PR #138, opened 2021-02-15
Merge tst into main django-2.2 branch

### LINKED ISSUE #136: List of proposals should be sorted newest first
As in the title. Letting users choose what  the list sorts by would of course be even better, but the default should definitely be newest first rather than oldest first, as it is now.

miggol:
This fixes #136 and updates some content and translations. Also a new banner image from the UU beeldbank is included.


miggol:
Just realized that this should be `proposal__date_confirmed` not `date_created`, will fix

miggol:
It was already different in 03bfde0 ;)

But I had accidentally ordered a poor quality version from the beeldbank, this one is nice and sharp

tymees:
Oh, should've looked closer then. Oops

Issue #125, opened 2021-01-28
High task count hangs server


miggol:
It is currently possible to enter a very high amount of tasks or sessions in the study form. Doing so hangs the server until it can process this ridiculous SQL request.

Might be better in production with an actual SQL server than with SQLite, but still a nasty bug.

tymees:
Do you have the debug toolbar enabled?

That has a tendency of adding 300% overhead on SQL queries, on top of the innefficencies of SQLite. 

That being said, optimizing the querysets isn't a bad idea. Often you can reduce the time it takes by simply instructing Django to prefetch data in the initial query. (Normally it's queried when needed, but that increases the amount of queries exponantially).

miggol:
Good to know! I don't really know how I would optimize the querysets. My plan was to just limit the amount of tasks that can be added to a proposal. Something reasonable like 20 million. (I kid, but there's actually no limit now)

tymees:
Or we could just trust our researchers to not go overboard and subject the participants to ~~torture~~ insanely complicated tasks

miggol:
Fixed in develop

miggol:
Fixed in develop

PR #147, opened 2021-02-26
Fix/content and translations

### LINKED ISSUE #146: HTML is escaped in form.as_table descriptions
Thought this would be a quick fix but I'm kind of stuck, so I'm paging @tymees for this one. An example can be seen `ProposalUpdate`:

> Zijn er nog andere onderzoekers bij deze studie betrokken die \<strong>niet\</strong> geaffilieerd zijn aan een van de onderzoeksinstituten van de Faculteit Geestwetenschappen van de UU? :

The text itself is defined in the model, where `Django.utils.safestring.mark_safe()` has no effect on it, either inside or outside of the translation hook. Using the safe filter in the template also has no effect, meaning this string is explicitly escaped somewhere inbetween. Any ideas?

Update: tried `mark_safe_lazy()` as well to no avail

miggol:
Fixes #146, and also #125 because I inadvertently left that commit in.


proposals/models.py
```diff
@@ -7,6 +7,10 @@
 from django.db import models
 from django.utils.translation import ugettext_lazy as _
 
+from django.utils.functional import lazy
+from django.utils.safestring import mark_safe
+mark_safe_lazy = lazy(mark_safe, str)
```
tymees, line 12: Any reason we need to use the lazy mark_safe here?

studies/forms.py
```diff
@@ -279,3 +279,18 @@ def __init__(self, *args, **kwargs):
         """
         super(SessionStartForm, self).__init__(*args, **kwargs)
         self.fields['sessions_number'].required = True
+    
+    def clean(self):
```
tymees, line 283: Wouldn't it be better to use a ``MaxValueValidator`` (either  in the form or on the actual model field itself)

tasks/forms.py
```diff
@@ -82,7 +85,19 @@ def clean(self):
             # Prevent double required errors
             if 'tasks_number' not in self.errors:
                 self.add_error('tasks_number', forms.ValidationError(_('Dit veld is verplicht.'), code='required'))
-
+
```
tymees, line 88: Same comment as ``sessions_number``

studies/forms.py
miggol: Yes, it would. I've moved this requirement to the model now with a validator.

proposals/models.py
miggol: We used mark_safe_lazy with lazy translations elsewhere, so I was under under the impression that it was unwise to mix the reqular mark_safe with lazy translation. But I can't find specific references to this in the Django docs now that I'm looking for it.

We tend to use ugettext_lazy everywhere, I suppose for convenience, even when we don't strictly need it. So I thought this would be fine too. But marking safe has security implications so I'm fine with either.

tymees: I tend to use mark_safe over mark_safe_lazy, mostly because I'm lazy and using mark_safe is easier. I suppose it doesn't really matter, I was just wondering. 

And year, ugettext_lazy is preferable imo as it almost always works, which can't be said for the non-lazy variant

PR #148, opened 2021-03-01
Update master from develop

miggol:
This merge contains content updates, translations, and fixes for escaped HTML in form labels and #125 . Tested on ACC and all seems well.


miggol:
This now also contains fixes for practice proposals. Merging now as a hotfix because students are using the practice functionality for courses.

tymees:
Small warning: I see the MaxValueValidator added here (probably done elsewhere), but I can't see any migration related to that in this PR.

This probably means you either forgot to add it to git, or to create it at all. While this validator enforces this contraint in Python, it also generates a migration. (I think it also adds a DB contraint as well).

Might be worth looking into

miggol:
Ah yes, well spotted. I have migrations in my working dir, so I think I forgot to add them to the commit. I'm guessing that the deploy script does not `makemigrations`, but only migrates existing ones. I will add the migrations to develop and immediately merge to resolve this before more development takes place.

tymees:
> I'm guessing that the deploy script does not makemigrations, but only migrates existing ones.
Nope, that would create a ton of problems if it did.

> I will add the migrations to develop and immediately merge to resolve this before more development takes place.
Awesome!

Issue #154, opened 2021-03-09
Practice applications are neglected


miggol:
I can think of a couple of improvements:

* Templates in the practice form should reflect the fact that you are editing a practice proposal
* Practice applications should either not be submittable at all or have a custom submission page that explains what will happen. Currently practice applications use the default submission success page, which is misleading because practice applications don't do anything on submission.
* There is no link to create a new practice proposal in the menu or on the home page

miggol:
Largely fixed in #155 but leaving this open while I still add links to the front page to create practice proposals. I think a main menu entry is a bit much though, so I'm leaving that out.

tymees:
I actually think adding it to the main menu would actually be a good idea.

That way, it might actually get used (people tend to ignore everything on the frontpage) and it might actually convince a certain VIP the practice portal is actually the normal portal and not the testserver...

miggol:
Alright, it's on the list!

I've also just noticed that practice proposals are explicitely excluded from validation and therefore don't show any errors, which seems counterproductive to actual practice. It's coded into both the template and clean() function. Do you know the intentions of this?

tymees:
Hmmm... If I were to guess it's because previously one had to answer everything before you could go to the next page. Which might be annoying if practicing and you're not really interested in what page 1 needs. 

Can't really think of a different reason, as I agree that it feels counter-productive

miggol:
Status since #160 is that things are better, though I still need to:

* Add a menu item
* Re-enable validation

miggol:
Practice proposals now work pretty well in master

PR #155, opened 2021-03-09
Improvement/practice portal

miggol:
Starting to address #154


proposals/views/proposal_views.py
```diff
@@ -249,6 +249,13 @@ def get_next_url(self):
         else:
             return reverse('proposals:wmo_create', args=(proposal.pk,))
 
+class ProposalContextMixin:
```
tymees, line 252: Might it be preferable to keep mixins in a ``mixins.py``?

__________

• _Problem_
Scan the listing and copy every line where the string "looking" shows up.

• _Answer box_
miggol: We used mark_safe_lazy with lazy translations elsewhere, so I was under under the impression that it was unwise to mix the reqular mark_safe with lazy translation. But I can't find specific references to this in the Django docs now that I'm looking for it.
Might be worth looking into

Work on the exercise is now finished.